• **REQUIRED WORK**
Only the lines with "pagination" in the entries below belong in the answer; please copy them.

Collected data:
▶

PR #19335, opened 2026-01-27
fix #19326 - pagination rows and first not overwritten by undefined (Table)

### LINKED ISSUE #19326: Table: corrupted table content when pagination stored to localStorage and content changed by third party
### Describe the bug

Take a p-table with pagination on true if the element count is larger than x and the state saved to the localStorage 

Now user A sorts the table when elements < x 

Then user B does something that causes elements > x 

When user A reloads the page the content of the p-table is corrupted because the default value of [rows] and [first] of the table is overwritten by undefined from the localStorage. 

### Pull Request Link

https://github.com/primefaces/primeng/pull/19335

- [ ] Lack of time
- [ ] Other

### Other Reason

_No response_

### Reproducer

◀

• **ANSWER TO THE PROBLEM**
fix #19326 - pagination rows and first not overwritten by undefined (Table)
### LINKED ISSUE #19326: Table: corrupted table content when pagination stored to localStorage and content changed by third party
Take a p-table with pagination on true if the element count is larger than x and the state saved to the localStorage 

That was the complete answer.